Their new space is at 57 Spring St. on the third floor. An elevator at the Bank Street entrance can be taken straight to their door, it is especially readily accessible to the college students.

"We've sort of been working with Williams students, and we wanted to be accessible to them, because we really feel as though there's a renewed interest in this craft from younger folks, and that it can be a really good thing for them, and so we wanted to make it easy for Williams students to access the store, and they don't all have cars, they don't all leave campus much, so being on Spring Street was important to us," Shen said.

The store offers a variety of yarn and supplies, and a sit and stitch room where anyone can come in and hang out and work on their projects with others.

They buy yarn from local producers and offer other products as well.

"When people come through, like tourists and stuff, often they ask us what can you get here that you can't get anywhere else," said Shen. "So we have some yarns from local farms, we have some handspun by a local artist who's based in Lanesborough, we've got yarn from this woman who dyes it up in Brattleboro [Vt.], and so we're trying to highlight some of the really cool farms that we have around here."
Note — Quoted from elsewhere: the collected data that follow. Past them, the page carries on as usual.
Issue #105, opened 2021-10-18
Cleaning up average rate code to be directly used from query service. 


sarthak77:
Ref issue : https://github.com/hypertrace/hypertrace/issues/296

PR #106, opened 2021-10-19
cleaning up average rate implementation from gateway service

sarthak77:
Ref issue : https://github.com/hypertrace/gateway-service/issues/105

As a part of this PR, the following changes are being made : 

1. Since AVG_RATE support added in QS, removing the transformations from GS
2. Adding support for literal / rate interval to be in ISO string format
3. Maintaining support for literal / rate interval to be in long for backward compatibility

### DIFF
--- a/gateway-service-impl/src/main/java/org/hypertrace/gateway/service/common/converters/EntityServiceAndGatewayServiceConverter.java
+++ b/gateway-service-impl/src/main/java/org/hypertrace/gateway/service/common/converters/EntityServiceAndGatewayServiceConverter.java
@@ -19,7 +19,6 @@ import org.hypertrace.gateway.service.common.AttributeMetadataProvider;
 import org.hypertrace.gateway.service.common.util.AttributeMetadataUtil;
 import org.hypertrace.gateway.service.entity.EntitiesRequestContext;
 import org.hypertrace.gateway.service.entity.config.TimestampConfigs;
-import org.hypertrace.gateway.service.v1.common.FunctionType;
 import org.hypertrace.gateway.service.v1.entity.EntitiesRequest;
 import org.slf4j.Logger;
 import org.slf4j.LoggerFactory;
@@ -165,38 +164,48 @@ public class EntityServiceAndGatewayServiceConverter {
             .setFunctionName(function.getFunction().name())
             .setAlias(function.getAlias());
 
-    if (function.getFunction() == FunctionType.PERCENTILE) {
-      org.hypertrace.gateway.service.v1.common.Expression percentileExp =
-          function.getArgumentsList().stream()
-              .filter(org.hypertrace.gateway.service.v1.common.Expression::hasLiteral)
-              .findFirst()
-              .orElseThrow(); // Should have validated arguments using PercentileValidator
+    switch (function.getFunction()) {
+      case AVGRATE:
+        {
+          throw new IllegalArgumentException("Doesn't support AVGRATE on entity queries");
+        }
+      case PERCENTILE:
+        {
+          org.hypertrace.gateway.service.v1.common.Expression percentileExp =
+              function.getArgumentsList().stream()
+                  .filter(org.hypertrace.gateway.service.v1.common.Expression::hasLiteral)
+                  .findFirst()
+                  .orElseThrow(); // Should have validated arguments using PercentileValidator
 
-      long percentile = percentileExp.getLiteral().getValue().getLong();
-      String functionName = function.getFunction().name() + percentile;
-      builder.setFunctionName(functionName).setAlias(function.getAlias());
+          long percentile = percentileExp.getLiteral().getValue().getLong();
+          String functionName = function.getFunction().name() + percentile;
+          builder.setFunctionName(functionName).setAlias(function.getAlias());
 
-      // Adds only the argument that is a literal identifier. This will bring the required nth
-      // percentile.
-      List<org.hypertrace.gateway.service.v1.common.Expression> columns =
-          function.getArgumentsList().stream()
-              .filter(org.hypertrace.gateway.service.v1.common.Expression::hasColumnIdentifier)
-              .collect(Collectors.toList());
-      columns.forEach(e -> builder.addArguments(convertToEntityServiceExpression(e)));
-    } else {
-      builder.setFunctionName(function.getFunction().name()).setAlias(function.getAlias());
+          // Adds only the argument that is a literal identifier. This will bring the required nth
+          // percentile.
+          List<org.hypertrace.gateway.service.v1.common.Expression> columns =
+              function.getArgumentsList().stream()
+                  .filter(org.hypertrace.gateway.service.v1.common.Expression::hasColumnIdentifier)
+                  .collect(Collectors.toList());
+          columns.forEach(e -> builder.addArguments(convertToEntityServiceExpression(e)));
+          break;
+        }
+      default:
+        {
+          builder.setFunctionName(function.getFunction().name()).setAlias(function.getAlias());
 
-      if (function.getArgumentsCount() > 0) {
-        function
-            .getArgumentsList()
-            .forEach(
-                e -> {
-                  // Health expressions are treated differently so ignore them.
-                  if (!e.hasHealth()) {
-                    builder.addArguments(convertToEntityServiceExpression(e));
-                  }
-                });
-      }
+          if (function.getArgumentsCount() > 0) {
+            function
+                .getArgumentsList()
+                .forEach(
+                    e -> {
+                      // Health expressions are treated differently so ignore them.
+                      if (!e.hasHealth()) {
+                        builder.addArguments(convertToEntityServiceExpression(e));
+                      }
+                    });
+          }
+        }
     }
     return builder.build();
   }
--- a/gateway-service-impl/src/main/java/org/hypertrace/gateway/service/common/converters/QueryAndGatewayDtoConverter.java
+++ b/gateway-service-impl/src/main/java/org/hypertrace/gateway/service/common/converters/QueryAndGatewayDtoConverter.java
@@ -1,8 +1,7 @@
 package org.hypertrace.gateway.service.common.converters;
 
-import static org.hypertrace.gateway.service.common.util.QueryExpressionUtil.convertLiteralExpressionToIsoDurationString;
-
 import com.google.common.base.Strings;
+import java.time.Duration;
 import java.util.List;
 import java.util.Map;
 import java.util.stream.Collectors;
@@ -331,6 +330,26 @@ public class QueryAndGatewayDtoConverter {
     return LiteralConstant.newBuilder()
         .setValue(convertGatewayValueToQueryApiValue(literal.getValue()))
         .build();
+  }
+
+  private static org.hypertrace.gateway.service.v1.common.Expression
+      convertLiteralExpressionToIsoDurationString(
+          org.hypertrace.gateway.service.v1.common.Expression expression) {
+    // expression can be either long or an iso string
+    if (expression.getLiteral().getValue().getValueType()
+        == org.hypertrace.gateway.service.v1.common.ValueType.LONG) {
+      return org.hypertrace.gateway.service.v1.common.Expression.newBuilder()
+          .setLiteral(
+              org.hypertrace.gateway.service.v1.common.LiteralConstant.newBuilder()
+                  .setValue(
+                      org.hypertrace.gateway.service.v1.common.Value.newBuilder()
+                          .setString(
+                              Duration.ofSeconds(expression.getLiteral().getValue().getLong())
+                                  .toString())
+                          .setValueType(org.hypertrace.gateway.service.v1.common.ValueType.STRING)))
+          .build();
+    }
+    return expression;
   }
 
   private static Function convertToQueryFunction(
--- a/gateway-service-impl/src/main/java/org/hypertrace/gateway/service/common/util/QueryExpressionUtil.java
+++ b/gateway-service-impl/src/main/java/org/hypertrace/gateway/service/common/util/QueryExpressionUtil.java
@@ -1,6 +1,5 @@
 package org.hypertrace.gateway.service.common.util;
 
-import java.time.Duration;
 import java.util.Collections;
 import java.util.List;
 import java.util.concurrent.TimeUnit;
@@ -148,22 +147,5 @@ public class QueryExpressionUtil {
     return delta == 0
         ? timeMillis
         : alignToNext ? timeMillis + (periodMillis - delta) : timeMillis - delta;
-  }
-
-  public static Expression convertLiteralExpressionToIsoDurationString(Expression expression) {
-    // expression can be either long or an iso string
-    if (expression.getLiteral().getValue().getValueType() == ValueType.LONG) {
-      return Expression.newBuilder()
-          .setLiteral(
-              LiteralConstant.newBuilder()
-                  .setValue(
-                      Value.newBuilder()
-                          .setString(
-                              Duration.ofSeconds(expression.getLiteral().getValue().getLong())
-                                  .toString())
-                          .setValueType(ValueType.STRING)))
-          .build();
-    }
-    return expression;
   }
 }
--- a/gateway-service-impl/src/test/java/org/hypertrace/gateway/service/common/validators/function/AvgRateValidatorTest.java
+++ b/gateway-service-impl/src/test/java/org/hypertrace/gateway/service/common/validators/function/AvgRateValidatorTest.java
@@ -384,28 +384,6 @@ public class AvgRateValidatorTest {
     }
 
     @Test
-    public void avgRateFunctionWithUnsetPeriod_shouldThrowIllegalArgException() {
-      FunctionExpression functionExpression =
-          FunctionExpression.newBuilder()
-              .setFunction(FunctionType.AVGRATE)
-              .setAlias("avg-rate-alias")
-              .addArguments(
-                  Expression.newBuilder()
-                      .setColumnIdentifier(
-                          ColumnIdentifier.newBuilder().setColumnName("test-column")))
-              .addArguments(Expression.newBuilder().setLiteral(LiteralConstant.newBuilder()))
-              .build();
-
-      var avgRateFunctionValidator = new AvgRateValidator();
-
-      Assertions.assertThrows(
-          IllegalArgumentException.class,
-          () -> {
-            avgRateFunctionValidator.validate(functionExpression);
-          });
-    }
-
-    @Test
     public void avgRateFunctionWithZeroPeriod_shouldThrowIllegalArgException() {
       FunctionExpression functionExpression =
           FunctionExpression.newBuilder()


gateway-service-impl/src/test/java/org/hypertrace/gateway/service/baseline/BaselineServiceImplTest.java
```diff
@@ -144,7 +144,8 @@ public void testBaselineEntitiesForAggregatesForAvgRateFunction() {
     BaselineEntity baselineEntity = baselineResponse.getBaselineEntityList().get(0);
     // verify the baseline for AVG RATE (medianValue/60)
     Assertions.assertEquals(
-        1.0, baselineEntity.getBaselineAggregateMetricMap().get("numCalls").getValue().getDouble());
+        60.0,
```
sarthak77, line 147: Updated value directly from actual result displayed by IDE

gateway-service-impl/src/test/java/org/hypertrace/gateway/service/common/datafetcher/QueryServiceEntityFetcherTests.java
```diff
@@ -192,7 +195,7 @@ public void testGetTimeAggregatedMetrics() {
                 Interval.newBuilder()
                     .setStartTimeMillis(10000)
                     .setEndTimeMillis(40000)
-                    .setValue(Value.newBuilder().setValueType(ValueType.DOUBLE).setDouble(68.0)))
+                    .setValue(Value.newBuilder().setValueType(ValueType.DOUBLE).setDouble(34.0)))
```
sarthak77, line 198: Updated value directly from actual result displayed by IDE

gateway-service-impl/src/main/java/org/hypertrace/gateway/service/common/converters/EntityServiceAndGatewayServiceConverter.java
```diff
@@ -165,21 +164,7 @@ private static Function convertToQueryFunction(
             .setFunctionName(function.getFunction().name())
             .setAlias(function.getAlias());
 
-    // AVGRATE is adding a specific implementation because Pinot does not directly support this
-    // function
     switch (function.getFunction()) {
-      case AVGRATE:
```
kotharironak, line 171: At gateway service layer, the AVGRAGE argument accept literal for now.
```
function {
    function: AVGRATE
    arguments {
      columnIdentifier {
        columnName: "BACKEND.errorCount"
      }
    }
    arguments {
      literal {
        value {
          valueType: LONG
          long: 1
        }
      }
    }
```
At QS will now take it as isoDurationString as an argument. So, the argument conversion will require. Or, we will have to change the client at GraphQL layer.

gateway-service-impl/src/main/java/org/hypertrace/gateway/service/common/converters/QueryAndGatewayDtoConverter.java
```diff
@@ -339,21 +338,7 @@ private static Function convertToQueryFunction(
             .setFunctionName(function.getFunction().name())
             .setAlias(function.getAlias());
 
-    // AVGRATE is adding a specific implementation because Pinot does not directly support this
-    // function
     switch (function.getFunction()) {
-      case AVGRATE:
-        {
```
kotharironak, line 346: Same as above - https://github.com/hypertrace/gateway-service/pull/106/files#r731584076

gateway-service-impl/src/main/java/org/hypertrace/gateway/service/common/validators/function/AvgRateValidator.java
```diff
@@ -30,13 +33,13 @@ protected void validateArguments(FunctionExpression functionExpression) {
...
         case LITERAL:
-          // Need the Period to be set
+          // Need the Period to be set in ISO format
           checkArgument(
               argument.getLiteral().hasValue()
-                  && argument.getLiteral().getValue().getValueType() == ValueType.LONG,
-              "Period not set as a Long Type");
-          Long period = argument.getLiteral().getValue().getLong();
-          checkArgument(period > 0L, "Period should be > 0");
+                  && argument.getLiteral().getValue().getValueType() == ValueType.STRING,
```
kotharironak, line 39: For now, it will remain as is.

gateway-service-impl/src/test/resources/expected-test-responses/explore/simple-aggregations.json
```diff
@@ -16,7 +16,7 @@
         },
         "RATE#results/rateLatency:Api.Trace|duration": {
           "valueType": "DOUBLE",
-          "double": 4774.983888888889
```
kotharironak, line 19: why is this change?

gateway-service-impl/src/main/java/org/hypertrace/gateway/service/common/converters/EntityServiceAndGatewayServiceConverter.java
```diff
@@ -205,6 +197,34 @@ private static Function convertToQueryFunction(
...
+            if (columns.size() > 0) {
+              columns.forEach(
+                  e ->
+                      builder.addArguments(
+                          Expression.newBuilder()
+                              .setLiteral(
+                                  LiteralConstant.newBuilder()
+                                      .setValue(
+                                          Value.newBuilder()
+                                              .setString(longToIso(e))
```
kotharironak, line 220: we can inline function `longToIso` with `Duration.ofSeconds(expression.getLiteral().getValue().getLong()).toString()`

gateway-service-impl/src/test/java/org/hypertrace/gateway/service/baseline/BaselineServiceImplTest.java
kotharironak: But, why is it change?

gateway-service-impl/src/test/java/org/hypertrace/gateway/service/explore/RequestHandlerTest.java
```diff
@@ -54,8 +54,8 @@ public void orderByExpressionsWithFunction_shouldMatchCorrespondingSelections()
                                         LiteralConstant.newBuilder()
                                             .setValue(
                                                 Value.newBuilder()
-                                                    .setValueType(ValueType.LONG)
-                                                    .setLong(30))))))
+                                                    .setValueType(ValueType.STRING)
```
kotharironak, line 57: I think none of the existing tests will change. But, we will have to add new tests where requests can take iso string as well.

gateway-service-impl/src/test/resources/expected-test-responses/explore/simple-aggregations.json
kotharironak: Got it. But, wasn't it comparing the final value?

gateway-service-impl/src/main/java/org/hypertrace/gateway/service/common/util/MetricAggregationFunctionUtil.java
```diff
@@ -122,22 +122,14 @@ public static Value getValueFromFunction(
...
-    } else {
-      convertedValue =
-          QueryAndGatewayDtoConverter.convertToGatewayValueForMetricValue(
-              MetricAggregationFunctionUtil.getValueTypeFromFunction(
-                  functionExpression, attributeMetadataMap),
-              attributeMetadataMap,
-              metadata,
-              column);
-    }
+    convertedValue =
```
aaron-steinfeld, line 126: nit: return directly

gateway-service-impl/src/test/java/org/hypertrace/gateway/service/baseline/BaselineServiceImplTest.java
aaron-steinfeld: This seems like a red flag and caught bug. At the service level, the same arguments should give the same responses they always have for backwards compatibility.

gateway-service-impl/src/test/java/org/hypertrace/gateway/service/baseline/BaselineServiceImplTest.java
```diff
@@ -229,7 +230,8 @@ private FunctionExpression getFunctionExpressionForAvgRate(
             Expression.newBuilder()
                 .setLiteral(
                     LiteralConstant.newBuilder()
-                        .setValue(Value.newBuilder().setLong(60).setValueType(ValueType.LONG))))
+                        .setValue(
+                            Value.newBuilder().setString("PT1M").setValueType(ValueType.STRING))))
```
aaron-steinfeld, line 234: We should make sure to test this both ways - with an ISO string and a plain long.

gateway-service-impl/src/test/java/org/hypertrace/gateway/service/common/datafetcher/QueryServiceEntityFetcherTests.java
aaron-steinfeld: Test results shouldn't have changed if the implementation was correct

gateway-service-impl/src/test/java/org/hypertrace/gateway/service/common/validators/function/AvgRateValidatorTest.java
```diff
@@ -316,7 +335,9 @@ public void avgRateFunctionWithEmptyAlias_shouldThrowIllegalArgException() {
                     .setLiteral(
                         LiteralConstant.newBuilder()
                             .setValue(
-                                Value.newBuilder().setLong(20L).setValueType(ValueType.LONG))))
+                                Value.newBuilder()
```
aaron-steinfeld, line 338: Make sure to keep tests support long version - for the most part, this change should only add tests because it needs to maintain existing support (may be some exceptions for this for internal things that have changed).

gateway-service-impl/src/test/java/org/hypertrace/gateway/service/explore/RequestHandlerTest.java
aaron-steinfeld: should have read the other comments first - I repeated this in a few other spots 😉

gateway-service-impl/src/main/java/org/hypertrace/gateway/service/common/converters/EntityServiceAndGatewayServiceConverter.java
```diff
@@ -158,28 +159,19 @@ public static LiteralConstant convertToQueryLiteral(
         .build();
   }
 
+  private static String longToIso(org.hypertrace.gateway.service.v1.common.Expression expression) {
```
aaron-steinfeld, line 162: naming nit: literalSecondsToIsoString . A long isn't implicitly in seconds - let's be explicit, and also make sure that matches existing assumptions.

gateway-service-impl/src/main/java/org/hypertrace/gateway/service/common/converters/EntityServiceAndGatewayServiceConverter.java
```diff
@@ -205,6 +197,34 @@ private static Function convertToQueryFunction(
         {
           builder.setFunctionName(function.getFunction().name()).setAlias(function.getAlias());
 
+          // Backward compatibility to handle long values
+          if (function.getFunction() == FunctionType.AVGRATE) {
```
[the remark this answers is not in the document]
aaron-steinfeld: Actually, now that I look at the next file - isn't this the converter for Entity Service? We didn't add this support to ES that I saw, so this file can remain unmodified (comments here generally apply in the other converter though). That said, not sure that we ever use or would want to use avg_rate against ES - it has no concept of time, so maybe it would make sense to remove this entirely (not a bad idea considering we've changed the validator and it no longer aligns with the assumptions here).

gateway-service-impl/src/main/java/org/hypertrace/gateway/service/common/converters/EntityServiceAndGatewayServiceConverter.java
```diff
@@ -205,6 +197,34 @@ private static Function convertToQueryFunction(
...
+            List<org.hypertrace.gateway.service.v1.common.Expression> columns =
+                function.getArgumentsList().stream()
+                    .filter(
+                        e ->
+                            e.hasLiteral()
+                                && e.getLiteral().getValue().getValueType()
+                                    == org.hypertrace.gateway.service.v1.common.ValueType.LONG)
```
aaron-steinfeld, line 208: So as I'm currently reading this, we're special casing long args for AVG_RATE and converting them to ISO string, but if it's not a avg rate + long, it hits the default case?

The logic here is really confusing, you never want to have nested break statements inside conditions - very error prone.

What I would recommend is to maintain the avg rate case, and then pass the function expression into a normalizer that handles taking either the long or iso version and standardizing them into just the iso version. Same util can be used at validation time. Then, it can come through the standard conversion logic.

aaron-steinfeld:
@sarthak77 why are you deleting pull request comments? We should **never** be deleting comments from others.

sarthak77:
> @sarthak77 why are you deleting pull request comments? We should **never** be deleting comments from others.

@aaron-steinfeld deleting the resolved ones only 😅

gateway-service-impl/src/test/java/org/hypertrace/gateway/service/baseline/BaselineServiceImplTest.java
aaron-steinfeld: That sounds like the mock should be updated, to reflect the new QS behavior, rather than the expected result.

aaron-steinfeld:
> > @sarthak77 why are you deleting pull request comments? We should **never** be deleting comments from others.
> 
> @aaron-steinfeld deleting the resolved ones only 😅

Please don't do that - it's important to leave the history. Further, it's bad etiquette to even resolve them - just respond when they're fixed. The decision to resolve is meant for the commenter, after they review the change.

gateway-service-impl/src/main/java/org/hypertrace/gateway/service/common/converters/EntityServiceAndGatewayServiceConverter.java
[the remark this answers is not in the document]
sarthak77: > Actually, now that I look at the next file - isn't this the converter for Entity Service? We didn't add this support to ES that I saw, so this file can remain unmodified (comments here generally apply in the other converter though). That said, not sure that we ever use or would want to use avg_rate against ES - it has no concept of time, so maybe it would make sense to remove this entirely (not a bad idea considering we've changed the validator and it no longer aligns with the assumptions here).

@kotharironak Aaron's comment which got deleted due to some ui issue on git.

gateway-service-impl/src/main/java/org/hypertrace/gateway/service/common/converters/EntityServiceAndGatewayServiceConverter.java
sarthak77: resolved

gateway-service-impl/src/test/resources/expected-test-responses/explore/simple-aggregations.json
sarthak77: resolved

gateway-service-impl/src/test/java/org/hypertrace/gateway/service/baseline/BaselineServiceImplTest.java
sarthak77: Mock section is being used in other places too. So update over here is fine ig ?

gateway-service-impl/src/main/java/org/hypertrace/gateway/service/common/converters/EntityServiceAndGatewayServiceConverter.java
```diff
@@ -165,19 +166,18 @@ private static Function convertToQueryFunction(
...
-          builder.setFunctionName(FunctionType.SUM.name()).setAlias(function.getAlias());
-
-          // Adds only the argument that is a column identifier for now.
-          List<org.hypertrace.gateway.service.v1.common.Expression> columns =
-              function.getArgumentsList().stream()
-                  .filter(org.hypertrace.gateway.service.v1.common.Expression::hasColumnIdentifier)
-                  .collect(Collectors.toList());
-          columns.forEach(e -> builder.addArguments(convertToEntityServiceExpression(e)));
+          builder.setFunctionName(function.getFunction().name()).setAlias(function.getAlias());
+          if (function.getArgumentsCount() > 0) {
```
kotharironak, line 173: Just curious: Shouldn't there be a single argument if the validator has validated? If, that is the case, do we have to go over it all?

gateway-service-impl/src/test/java/org/hypertrace/gateway/service/common/validators/function/AvgRateValidatorTest.java
```diff
@@ -10,320 +10,664 @@
...
-                Expression.newBuilder()
-                    .setLiteral(
-                        LiteralConstant.newBuilder()
-                            .setValue(
-                                Value.newBuilder().setLong(20L).setValueType(ValueType.LONG))))
-            .build();
-    var avgRateFunctionValidator = new AvgRateValidator();
-    avgRateFunctionValidator.validate(functionExpression);
-  }
+  @Nested
```
kotharironak, line 18: Any reason to do nested?

gateway-service-impl/src/test/java/org/hypertrace/gateway/service/explore/ExploreRequestValidatorTest.java
```diff
@@ -106,8 +106,8 @@ public void aggregatedSelections_shouldBeValid() {
                                         LiteralConstant.newBuilder()
                                             .setValue(
                                                 Value.newBuilder()
-                                                    .setValueType(ValueType.LONG)
-                                                    .setLong(30))))))
+                                                    .setValueType(ValueType.STRING)
```
kotharironak, line 109: This test should work as is, right?

gateway-service-impl/src/test/java/org/hypertrace/gateway/service/explore/RequestHandlerTest.java
kotharironak: Now, you have added a test for iso duration request explicitly, can we revert this back to the existing argument (Long one)?

gateway-service-impl/src/test/java/org/hypertrace/gateway/service/explore/RequestHandlerTest.java
```diff
@@ -131,8 +131,8 @@ public void noChangeIfOrderByExpressionHasSameAliasAsSelection() {
...
```
kotharironak, line 134: Should be the same as prior. It should work with Long argument too.

gateway-service-impl/src/test/resources/test-requests/explore/simple-aggregations.json
```diff
@@ -64,8 +64,8 @@
           {
             "literal": {
               "value": {
-                "valueType": "LONG",
-                "long": "2"
+                "valueType": "STRING",
```
kotharironak, line 67: Should be the same as prior, right? If requires, we need to add a new request test.

kotharironak: Yes, now, you can revert back.

gateway-service-impl/src/test/java/org/hypertrace/gateway/service/common/datafetcher/QueryServiceEntityFetcherTests.java
kotharironak: Would suggest having mock data specific for the avg_rate.

gateway-service-impl/src/test/java/org/hypertrace/gateway/service/baseline/BaselineServiceImplTest.java
kotharironak: Same suggestion as @aaron-steinfeld, instead of changing assertion, can have new mock data specific to avg_rate. For this case,
```
public List<ResultSetChunk> getResultSetForAvgRate(String alias) {
    long time = Instant.parse("2020-11-14T18:40:51.902Z").toEpochMilli();

    return List.of(
        getResultSetChunk(
            List.of("SERVICE.id", "dateTimeConvert", alias),
            new String[][] {
                {"entity-1", String.valueOf(time), "0.3333333333333333"},
                {"entity-1", String.valueOf(time - 60000), "0.6666666666666666"},
                {"entity-1", String.valueOf(time - 120000), "1.0"},
                {"entity-1", String.valueOf(time - 180000), "1.3333333333333333"},
                {"entity-1", String.valueOf(time - 180000), "1.6666666666666667"},
            }));
  }
```

gateway-service-impl/src/main/java/org/hypertrace/gateway/service/common/converters/QueryAndGatewayDtoConverter.java
```diff
@@ -339,19 +340,16 @@ private static Function convertToQueryFunction(
...
-              function.getArgumentsList().stream()
-                  .filter(org.hypertrace.gateway.service.v1.common.Expression::hasColumnIdentifier)
-                  .collect(Collectors.toList());
-          columns.forEach(e -> builder.addArguments(convertToQueryExpression(e)));
+          builder.setFunctionName(function.getFunction().name()).setAlias(function.getAlias());
+          if (function.getArgumentsCount() > 0) {
+            function
+                .getArgumentsList()
+                .forEach(
+                    e -> builder.addArguments(convertToQueryExpression(convertLongToIsoFormat(e))));
```
kotharironak, line 351: This is functionally correct, but as only literal argument we would like to convert to iso duration string, for nit (readable), can we do as below?
```
function.getArgumentsList().stream()
              .map(e -> e.hasLiteral() ? convertLongToIsoFormat(e) : e)
              .forEach(e -> builder.addArguments(convertToQueryExpression(e)));
```

gateway-service-impl/src/main/java/org/hypertrace/gateway/service/common/converters/EntityServiceAndGatewayServiceConverter.java
kotharironak: For readability, as only literal would like to convert to iso duration, can we do something like below?
```
function.getArgumentsList().stream()
              .map(e -> e.hasLiteral() ? convertLongToIsoFormat(e) : e)
              .forEach(e -> builder.addArguments(convertToEntityServiceExpression(e)));
```

gateway-service-impl/src/main/java/org/hypertrace/gateway/service/common/converters/EntityServiceAndGatewayServiceConverter.java
```diff
@@ -165,19 +166,18 @@ private static Function convertToQueryFunction(
...
         {
-          builder.setFunctionName(FunctionType.SUM.name()).setAlias(function.getAlias());
-
-          // Adds only the argument that is a column identifier for now.
-          List<org.hypertrace.gateway.service.v1.common.Expression> columns =
-              function.getArgumentsList().stream()
-                  .filter(org.hypertrace.gateway.service.v1.common.Expression::hasColumnIdentifier)
-                  .collect(Collectors.toList());
-          columns.forEach(e -> builder.addArguments(convertToEntityServiceExpression(e)));
+          builder.setFunctionName(function.getFunction().name()).setAlias(function.getAlias());
```
aaron-steinfeld, line 172: My suggestion would be to remove this case entirely (Can just throw, if it doesn't already by default). This logic won't work, because ES doesn't support AVGRATE - and I'm pretty sure it's never used.

gateway-service-impl/src/main/java/org/hypertrace/gateway/service/common/util/QueryExpressionUtil.java
```diff
@@ -148,4 +149,21 @@ public static long alignToPeriodBoundary(long timeMillis, long periodSecs, boole
         ? timeMillis
         : alignToNext ? timeMillis + (periodMillis - delta) : timeMillis - delta;
   }
+
+  public static Expression convertLongToIsoFormat(Expression expression) {
```
aaron-steinfeld, line 153:
```suggestion
  public static Expression tryNormalizeLiteralToIsoDurationString(Expression expression) {
```

Or something like that. There's a few different things here.

- We're still assuming it's seconds. I think that's fine, especially since it's deprecated, but if we leave "long" in the name it would be better represented by something like "literalSeconds"
- We want to accept either an isoDuration literal or a seconds literal, so I'm dropping the earlier point and just going with "normalizeLiteral"
- If we don't get a literal expression, we're falling back and returning as is - so I added "try" to the name. Better yet would be to take @kotharironak 's suggestion and make sure it's a literal before passing in - then we could treat a non-literal as an error condition - easier to catch bugs.

gateway-service-impl/src/test/java/org/hypertrace/gateway/service/baseline/BaselineServiceImplTest.java
aaron-steinfeld: You could clone the mock for this spot if it's being shared in many places, but I suspect they'll mostly all want this change. We're changing internal logic, which is kind of the whole point of a unit test - the same data in and the same data out. The mocks would be the only thing to change, reflecting the new QS behavior. The fact that they're still coming through actually reflects lazy test writing - because both the arguments and results of the mock should change. Here, the arguments are listed as `any()`, which means the test isn't verifying that we're building the query we expect (which is a big part of what you're changing!)

gateway-service-impl/src/test/java/org/hypertrace/gateway/service/common/datafetcher/QueryServiceEntityFetcherTests.java
sarthak77: resolved

gateway-service-impl/src/main/java/org/hypertrace/gateway/service/common/util/QueryExpressionUtil.java
sarthak77: what about `convertLiteralExpressionToIsoFormat` ?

One of the main opportunities they hope to expand on is being able to go into schools and teach children how to knit. They recently were awarded a grant to teach WIlliamstown Elementary School  fourth graders how to knit. Each child was able to make a square and Shen and Cart put all of the squares together and it is now hanging in their space when you walk in.

"We want to go into more schools and teach kids how to knit, because there's some really cool research that talks about, like, the benefits of teaching younger children how to knit. It helps them concentrate, it helps them calm down, and gives them a sense of accomplishment," Shen said.